YOUR OBJECTIVE
Please restate exactly what appears in the records below from the first line to the line where "Task: BABEL-4721" is, that line included.

RECORD EXTRACTS
PR #2398, opened 2024-02-27
Skip replication of Babelfish catalog tables

rishabhtanwar29:
### Description
Babelfish has several extended catalogs in the form of normal PG tables, so it is
possible for customers to replicate them which could result in undefined behavior.
This commit addresses the above scenario by marking all such tables as catalog
tables.

Task: BABEL-4721

Engine PR: https://github.com/babelfish-for-postgresql/postgresql_modified_for_babelfish/pull/323

* **Use case based -**

* **Boundary conditions -**

* **Arbitrary inputs -**

* **Negative test cases -**

* **Performance tests -**

* **Tooling impact -**

* **Client tests -**

### Check List


contrib/babelfishpg_tsql/src/catalog.c
```diff
@@ -214,7 +239,18 @@ initTsqlSyscache()
...
+	 * catalog accesses.
+	 */
+	if (relationId == sysdatabases_oid || relationId == bbf_function_ext_oid ||
+		relationId == namespace_ext_oid || relationId == bbf_authid_login_ext_oid ||
+		relationId == bbf_authid_user_ext_oid || relationId == bbf_view_def_oid ||
+		relationId == bbf_servers_def_oid || relationId == bbf_domain_mapping_oid ||
+		relationId == bbf_extended_properties_oid || relationId == bbf_assemblies_oid ||
+		relationId == bbf_configurations_oid || relationId == bbf_helpcollation_oid ||
+		relationId == bbf_syslanguages_oid || relationId == bbf_service_settings_oid ||
+		relationId == spt_datatype_info_table_oid || relationId == bbf_versions_oid)
```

WRITTEN RESPONSE
PR #2398, opened 2024-02-27
Skip replication of Babelfish catalog tables

rishabhtanwar29:
### Description
Babelfish has several extended catalogs in the form of normal PG tables, so it is
possible for customers to replicate them which could result in undefined behavior.
This commit addresses the above scenario by marking all such tables as catalog
tables.

Task: BABEL-4721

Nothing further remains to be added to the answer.